Продрогший в туманном утре поздней осени, - Луизиана, обычно радующая теплом, сегодня была ему не рада, - Фред шагал и шагал, пока не наткнулся, наконец, на первых, лениво зевающих спросонья, таксистов; отдал совершенно неразумную сумму денег, хлопнул дверью и откинулся на сиденье, пока автомобиль набирал ход.

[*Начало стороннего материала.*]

PR #437, opened 2016-06-09
Geanygendoc: replace deprecated filetype_id

techee:


techee:
Looks like false positive from travis.

b4n:
Seems to require API 226 as it was introduced here in geany/geany@302b40e9778ff49407902f3ef9f272ed202f4547

b4n:
Apart that I re-ran travis that failed without a reason apparently, and it's now happy.

Also, I don't see this as much required, but I don't mind either.

techee:
> Seems to require API 226 as it was introduced here in geany/geany@302b40e

Right. In fact, it should be 227 because API wasn't bumped for this change. Fixed now.

> Also, I don't see this as much required, but I don't mind either.

Up to you really - I just tried to get less warnings during build.

PR #438, opened 2016-06-09
multiterm: Drop deprecated geany_functions and bump API requirement

techee:
@codebrainz Please check - pretty trivial though so probably correct.

### DIFF
--- a/multiterm/src/plugin.vala
+++ b/multiterm/src/plugin.vala
@@ -25,7 +25,6 @@ using MultiTerm;
 
 public Plugin		geany_plugin;
 public Data			geany_data;
-public Functions	geany_functions;
 
 extern const string LOCALEDIR;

Очень не хотелось Фреду навещать своих пожилых родителей, которых он почитал давно выжившими из ума. Старый отец давно уже потерялся в тихом омуте своей жизни на природе, где только пил, ел, и играл с женой в карты. А матушка, властная, сухая как селедка, женщина с седыми волосами, требовала присутствия своего сына в своем доме хотя бы раз в несколько лет. Именно лет, потому что Фредерик жил в Нью-Йорке очень давно, и всегда находил веские причины не совершать долгие поездки вглубь страны - в конце-концов, у него было свое дело, свои работники и свой небольшой капиталец, а так же свои друзья, своя женщина, грозившая вот-вот стать его супругой, да и вообще - своя жизнь. И она протекала бурно, словно река, увлекая Фреда по течению.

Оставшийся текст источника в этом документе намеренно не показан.